Calculating the kernel of a matrix - An example [dark version]

A 3×4 real matrix’s kernel is found by turning the equation A x = 0 into a solvable system of linear equations and then reading off the free parameters from row-reduced (triangular) form. In this worked example, the kernel is a two-dimensional subspace of R4, meaning there are two independent directions of vectors that the matrix sends to the zero vector.

The kernel of a matrix A is defined as the set of all vectors x in R4 (because A has four columns) such that A x equals the zero vector in R3. Concretely, this becomes the homogeneous linear system A x = 0. Solving it is done by applying row operations to the augmented system (with right-hand side zero). Row operations preserve the solution set, so the kernel can be computed by transforming the matrix into an echelon/triangular form where entries below the diagonal are zero.

The calculation proceeds by eliminating the first column’s lower entries using combinations of rows: the second row is adjusted by subtracting 3 times the first row, and the third row is adjusted by subtracting 4 times the first row. This creates zeros in the first column below the pivot position. Next, the second column is cleaned up by using the new second row to eliminate the third row’s second-column entry. The third row ends up becoming all zeros, which is consistent with it being a multiple of the second row.

Once the matrix reaches echelon form, the system splits into equations involving pivot variables and free variables. The free variables are X3 and X4 (the “bound variables” are those tied to pivots). From the second row, the homogeneous equation is -2·X2 − 2·X3 + X4 = 0. To parameterize solutions, X3 and X4 are set to real parameters: X3 = α and X4 = β. Solving the second-row equation gives X2 = −α + (1/2)β.

The first row then provides the remaining relationship among X1, X2, X3, and X4. Substituting X2 = −α + (1/2)β, X3 = α, and X4 = β into the first-row equation yields X1 = −(3/2)α − (1/2)β (equivalently, the transcript presents it as X1 = −3/2·α − 1/2·β). Therefore every kernel vector has the form (x1, x2, x3, x4) = (−3/2·α − 1/2·β, −α + 1/2·β, α, β), with α, β ranging over the real numbers.

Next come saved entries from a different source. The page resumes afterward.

PR #181, opened 2026-05-13
DM-54856: Add support for resolving referenced schemas automatically and convert the CLI to use resource paths and URIs

JeremyMcCormick:
This PR updates the resolution of relative resource URIs such as `uri: drp_base.yaml` to use the schema's base path. For instance, if the schema was loaded from `file:///tmp/yml/schema.yaml`, then for a resource this would resolve to `file:///tmp/tmp/drp_base.yaml`. Referenced URIs with absolute paths will not trigger this behavior.

The command line interface was also converted to use URIs, because the previous behavior using file streams did not provide URIs for this resolution.

## Checklist

- [x] Ran Jenkins

### DIFF
--- a/python/felis/cli.py
+++ b/python/felis/cli.py
@@ -39,7 +39,7 @@ from .tap_schema import DataLoader, MetadataInserter, TableManager
 
 __all__ = ["cli"]
 
-logger = logging.getLogger("felis")
+logger = logging.getLogger(__name__)
 
 loglevel_choices = ["CRITICAL", "FATAL", "ERROR", "WARNING", "INFO", "DEBUG"]
 
--- a/python/felis/cli.py
+++ b/python/felis/cli.py
@@ -102,8 +102,8 @@ def cli(
     ctx.obj["column_ref_index_increment"] = column_ref_index_increment
     if ctx.obj["column_ref_index_increment"] is not None:
         logger.info(
-            f"Automatic indexing of column references is enabled with increment "
-            f"{ctx.obj['column_ref_index_increment']}"
+            "Automatic indexing of column references is enabled with increment %s",
+            ctx.obj["column_ref_index_increment"],
         )
 
 
@@ -492,7 +492,7 @@ def validate(
     """
     rc = 0
     for uri in uris:
-        logger.info(f"Validating schema at '{uri}'")
+        logger.info("Validating schema at '%s'", uri)
         try:
             Schema.from_uri(
                 uri,
@@ -505,7 +505,7 @@ def validate(
                     "column_ref_index_increment": ctx.obj["column_ref_index_increment"],
                 },
             )
-            logger.info(f"Successfully validated schema at '{uri}'")
+            logger.info("Successfully validated schema at '%s'", uri)
         except ValidationError as e:
             logger.error(e)
             rc = 1
@@ -636,7 +636,7 @@ def dump(
             schema.dump_yaml(f, strip_ids=strip_ids, sort_columns=sort_columns)
         elif format == "json":
             schema.dump_json(f, strip_ids=strip_ids, sort_columns=sort_columns)
-    logger.info(f"Dumped '{uris[0]}' to '{uris[1]}'")
+    logger.info("Dumped '%s' to '%s'", uris[0], uris[1])
 
 
 if __name__ == "__main__":
--- a/python/felis/cli.py
+++ b/python/felis/cli.py
@@ -83,11 +83,18 @@ def cli(
     """Felis command line tools"""
     ctx.ensure_object(dict)
 
-    # Configure logging (must come first)
+    # Configure logging on the felis package logger directly.
+    # Do not use basicConfig() as it is a no-op when handlers already exist
+    # (e.g., when running under pytest).
+    felis_logger = logging.getLogger("felis")
+    felis_logger.setLevel(log_level)
     if log_file:
-        logging.basicConfig(filename=log_file, level=log_level)
+        handler: logging.Handler = logging.FileHandler(log_file)
     else:
-        logging.basicConfig(level=log_level)
+        handler = logging.StreamHandler()
+    handler.setLevel(log_level)
+    handler.setFormatter(logging.Formatter("%(levelname)s:%(name)s:%(message)s"))
+    felis_logger.addHandler(handler)
 
     # Configure ID generation (flag can only turn it off)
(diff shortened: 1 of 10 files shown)


python/felis/cli.py
```diff
@@ -533,27 +536,22 @@ def validate(
...
-    files_list = list(files)
-    schemas = [
-        Schema.from_stream(file, context={"id_generation": ctx.obj["id_generation"]}) for file in files_list
-    ]
+    uri_list = list(uris)
+    schemas = [Schema.from_uri(uri, context={"id_generation": ctx.obj["id_generation"]}) for uri in uri_list]
     diff: SchemaDiff
     if len(schemas) == 2:
         if comparator == "alembic":
             # Reset file stream to beginning before re-reading
```
JeremyMcCormick: Delete this comment.

python/felis/datamodel.py
```diff
@@ -1268,12 +1268,12 @@ class Schema(BaseObject, Generic[T]):
     version: SchemaVersion | str | None = None
     """The version of the schema."""
 
-    tables: Sequence[Table]
-    """The tables in the schema."""
-
     resources: dict[str, Resource] = Field(default_factory=dict)
     """External resources referenced by this schema."""
 
+    tables: Sequence[Table]
```
timj, line 1287: Why did this move in the file? Can you put it back so we don't get a diff?

python/felis/datamodel.py
```diff
@@ -1906,10 +1914,14 @@ def from_uri(cls, resource_path: ResourcePathExpression, context: dict[str, Any]
             Raised if the schema fails validation.
         """
         try:
-            rp_stream = ResourcePath(resource_path).read()
+            rp = ResourcePath(resource_path, forceAbsolute=False)
```
timj:
```suggestion
            rp = ResourcePath(resource_path, forceAbsolute=False, forceDirectory=False)
```
Safer to assert that you know it's meant to be a file.

python/felis/datamodel.py
```diff
@@ -1302,8 +1302,16 @@ def _load_resources(self: Schema, info: ValidationInfo) -> Schema:
         else:
             context = {}
 
+        resource_path = context.pop("resource_path", None)
```
timj, line 1320: Maybe do the parenting here instead of in the loop?

```python
base_uri = None
if resource_path is not None:
    base_uri = resource_path.parent()
```

python/felis/datamodel.py
```diff
@@ -1302,8 +1302,16 @@ def _load_resources(self: Schema, info: ValidationInfo) -> Schema:
...
+
         for resource_name, resource in self.resources.items():
             uri = resource.uri
+            if resource_path is not None:
+                uri = resource_path.parent().join(uri)
```
timj:
```suggestion
                uri = base_uri.join(uri, forceDirectory=False)
```

python/felis/datamodel.py
```diff
@@ -1302,8 +1302,16 @@ def _load_resources(self: Schema, info: ValidationInfo) -> Schema:
...
+                logger.info(
+                    f"Resolved resource URI for '{resource_name}' to '{uri}' "
+                    f"using base path '{resource_path.parent()}'"
```
timj:
```suggestion
                    f"using base path '{base_uri}'"
```

python/felis/datamodel.py
```diff
@@ -1302,8 +1302,16 @@ def _load_resources(self: Schema, info: ValidationInfo) -> Schema:
         else:
             context = {}
 
+        resource_path = context.pop("resource_path", None)
+
         for resource_name, resource in self.resources.items():
             uri = resource.uri
+            if resource_path is not None:
+                uri = resource_path.parent().join(uri)
+                logger.info(
```
timj: INFO log messages should use `%s` placeholders, not f-strings.

python/felis/datamodel.py
```diff
@@ -1302,8 +1302,16 @@ def _load_resources(self: Schema, info: ValidationInfo) -> Schema:
...
+                    f"Resolved resource URI for '{resource_name}' to '{uri}' "
```
timj: Technically you do not know if the URI got changed with this logic. You would need to compare the before and after URI and see if it changed.

python/felis/metadata.py
```diff
@@ -433,7 +429,6 @@ def create_metadata(
     MetaData
         The SQLAlchemy metadata object with proper schema handling.
     """
-    schema = Schema.from_stream(felis_file, context={"id_generation": id_generation})
```
timj, line 436: What's the motivation for dropping the Schema load from here rather than changing file to uri?

timj (approved):
Looks okay. Still not sure why you didn't change the file to uri and keep the same helper.

python/felis/datamodel.py
JeremyMcCormick: I did this on purpose with a separate commit so when serializing this section comes before tables and not at the end of the file.

python/felis/metadata.py
JeremyMcCormick: It's a cleaner interface if this accepts a schema rather than path so that validation context can already be applied externally. Otherwise, the context or context settings would have to be passed in as well, which is awkward. If loading the schema raises errors they will also occur outside the function, which is desirable. 

The change is relatively minor as this method is only used in a few places. I checked Repertoire and it is not used there.

JeremyMcCormick:
> Looks okay. Still not sure why you didn't change the file to uri and keep the same helper.

Please see https://github.com/lsst/felis/pull/181#discussion_r3242834500.

python/felis/cli.py
```diff
@@ -487,12 +491,11 @@ def validate(
     optional validations controlled by the Pydantic context.
     """
     rc = 0
-    for file in files:
-        file_name = getattr(file, "name", None)
-        logger.info(f"Validating {file_name}")
+    for uri in uris:
+        logger.info(f"Validating schema at '{uri}'")
```
timj: Oh, also fix the logger.info calls to use `%s` everywhere.

JeremyMcCormick: Okay, I'll do that on another commit. I guess all logger calls might as well use that style?

timj: All logging is meant to use deferred formatting.

timj (approved):
Thanks for fixing the loggers.

PR #189, opened 2026-06-30
DM-51789: Add support for looking up column references by name

JeremyMcCormick:
## Summary

This adds support for looking up column references by name throughout the data model. Previously all in-table references, including from the `primaryKey` field, constraints, and indices, required globally-unique `@id` values. They now accept column names directly. ID-based references are retained as a deprecated fallback that logs a warning, so existing schemas continue to validate and build without modification.

## New lookup methods on `Table`

- `_find_column(ref)` — preferred entry point; resolves by name first, falls back to ID with a deprecation warning, and raises `KeyError` if the reference is ambiguous (matches one column's name and a different column's ID simultaneously)
- `_find_column_by_name(name)` — strict name-only lookup; no fallback, no warning
- `_find_column_by_id(id)` — ID-only lookup; always emits a deprecation warning

## New `ForeignKey` reference style

A new `reference` field on `ForeignKeyConstraint` replaces the old `referencedColumns` list of global IDs. It names the target table and columns directly by name:

```yaml
constraints:
  - name: fk_orders_customer
    "@type": ForeignKey
    columns:
      - customer_id
    reference:
      table: customers
      columns:
        - customer_id
```

The old `referencedColumns` style continues to work but is deprecated.

## Schema-level validation

Three `@model_validator` validators on `Schema` now catch unresolvable column references at schema-load time rather than deferring errors to metadata construction:

- `check_constraints` — validates source columns of `ForeignKey` and `Unique` constraints; for name-based FK `reference` style, validates the referenced table and columns strictly by name with no ID fallback
- `check_indexes` — validates index column references
- `check_primary_key` — validates `primaryKey` column references; implemented at schema level (not table level) so that columns imported via `columnRefs` are fully populated before validation runs

## Updated callers

`metadata.py` and `tap_schema.py` updated to use `_find_column()` for all in-table column resolution and `_find_column_by_name()` for name-based FK targets.

## Documentation

User guide updated with a new "Referencing Columns by Name" section covering the preferred name-based style, the backward-compatible ID fallback, worked YAML examples, and deprecation notes for `primaryKey`, `columnGroups`, constraints, and indexes.

## Tests

New tests cover name-based lookup and ID fallback for all reference contexts (primary keys, constraints, indexes, column groups), including the ambiguous reference error path and composite primary keys. The `test_builder` test in `test_metadata.py` was updated to use `table._find_column()` instead of the ID-only `Schema.__getitem__` for primary key verification.

`tests/data/sales.yaml` and `tests/data/test_composite_keys.yaml` updated to use name-based `primaryKey` as the canonical example of the preferred style.

## Checklist

- [ ] Ran Jenkins

[RFC-1111]: https://rubinobs.atlassian.net/browse/RFC-1111?atlOrigin=eyJpIjoiNWRkNTljNzYxNjVmNDY3MDlhMDU5Y2ZhYzA5YTRkZjUiLCJwIjoiZ2l0aHViLWNvbS1KU1cifQ

[DM-46055]: https://rubinobs.atlassian.net/browse/DM-46055?atlOrigin=eyJpIjoiNWRkNTljNzYxNjVmNDY3MDlhMDU5Y2ZhYzA5YTRkZjUiLCJwIjoiZ2l0aHViLWNvbS1KU1cifQ

### DIFF
--- a/pyproject.toml
+++ b/pyproject.toml
@@ -226,3 +226,7 @@ format = "png"
 exclude = [
     "sqlalchemy"
 ]
+
+[tool.pyright]
+include = ["python", "tests"]
+extraPaths = ["python"]


python/felis/datamodel.py
```diff
@@ -1063,20 +1104,73 @@ def _find_column_by_id(self, id: str) -> Column:
 
         Raises
         ------
-        ValueError
+        KeyError
             Raised if the column is not found.
         """
         for column in self.columns:
             if column.id == id:
+                logger.warning(
```
timj: As discussed, it might be better to accumulate the schema warnings (by warning type?) and issue a summary at the end as a single warning, and then use VERBOSE here.

timj (approved):
This code seems fine but I'm really worried about the approach in general.

In https://github.com/lsst/images/pull/84 we have a whole machinery in place for doing schema migrations and this is completely missing in felis. The irony is that felis is a tool for schema management.

Somehow in the future we need a way for felis to understand the schema being used for a given felis file. There are two versions in play: there is the version associated with the fundamental layout of the file as read by felis and there is a version of the user schema represented in that file. Currently neither are versioned and felis has to try to guess what is happening on context. Something for discussion later. I will post this comment on Jira.

python/felis/datamodel.py
JeremyMcCormick: @timj I've implemented one warning message per table in https://github.com/lsst/felis/pull/189/changes/0e6016b761468c49dfc26b253a53d4268d12ad5f.

The messages look like:

```
WARNING:felis.datamodel:Deprecated ID lookup(s) encountered in table IsolatedStarStellarMotions: 
['#IsolatedStarStellarMotions.isolated_star_id', '#IsolatedStarStellarMotions.referenceId',
 '#IsolatedStarStellarMotions.isolated_star_id'] - see https://felis.lsst.io/user-guide/model.html#referencing-columns-by-name for name-based referencing style
```

This will still be somewhat noisy for schemas with many tables but accumulating all of the warnings across the entire schema and printing them in a batch is probably beyond the scope of this PR as it would require some substantial changes to the codebase.

PR #357, opened 2014-12-31
Install tool update

galthaus:
Update the docs for centos6.6 some more.  Also update the crowbar-install script to not download the OS unless asked to.  Also update the install script to access both develop and master repos (by flag).


sjensen:
worked great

Finally, the solution set is expressed as a linear combination of two vectors—one multiplying α and one multiplying β. The kernel is written as the span of two linearly independent vectors in R4, making the kernel exactly a two-dimensional subspace. The two basis vectors are extracted from the coefficients of α and β, and their linear independence confirms they form a basis for the kernel in this example.